┌─ Data to examine

PR #760, opened 2023-02-02
Dop 3489

casthewiz:
### The Summary

Changes secret reference to fully eliminate potential occurrences of values leaking through re-runs of deleted github actions. (This enables us to delete the leaked value and secret).

Removes failing dev-deploy as a ridealong (no need to have it run on every PR, we should revisit dev experience for this repo in general).

### The Specifics

Even though I removed the actions which std-out'd NPM_BASE_64_AUTH, they can still be re-run, which will result in any subsequently updated values to that secret being logged.

Thus, I've deleted NPM_BASE_64_AUTH and moved it to NPM_BASE64_AUTH, preserving the variable's semantic name while removing the possibility of older actions referencing the new value.

As a ridealong, I've deleted `dev-deploy`, since it typically failed and it's good to remove vestigial actions which reference our secrets.

I've also deleted our installation of snooty devhub, since our build times are getting onerous and it's safe to remove.


.github/workflows/deploy-stg-ecs.yml
```diff
@@ -3,6 +3,7 @@ on:
     branches:
       - "master"
       - "integration"
+      - "DOP-3489"
```
```suggestion
```

This needs to be applied before merge.

rayangler (approved):

schmalliso (approved):

seungpark (approved):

└─

## To do:
Could you transcribe the entries above word for word, from the line with "### The Summary" down to the line with "Changes secret reference", keeping both?

## Exercise answer:
### The Summary

Changes secret reference to fully eliminate potential occurrences of values leaking through re-runs of deleted github actions. (This enables us to delete the leaked value and secret).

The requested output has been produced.